=== Section Start ===
PR #1045, opened 2023-01-25
Malte lig 1455 expose default lightly config

MalteEbner:
## Description

Adds a function to get the default lighty config. It is used in https://github.com/lightly-ai/lightly-core/pull/2292

## Tests

See new unittest


tests/cli/test_cli_get_lighty_config.py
=== Section End ===
Exercise details: This exercise asks for an exact repeat of the lines from the one holding "See new unittest" through the end of the data above.

The answer:
See new unittest


tests/cli/test_cli_get_lighty_config.py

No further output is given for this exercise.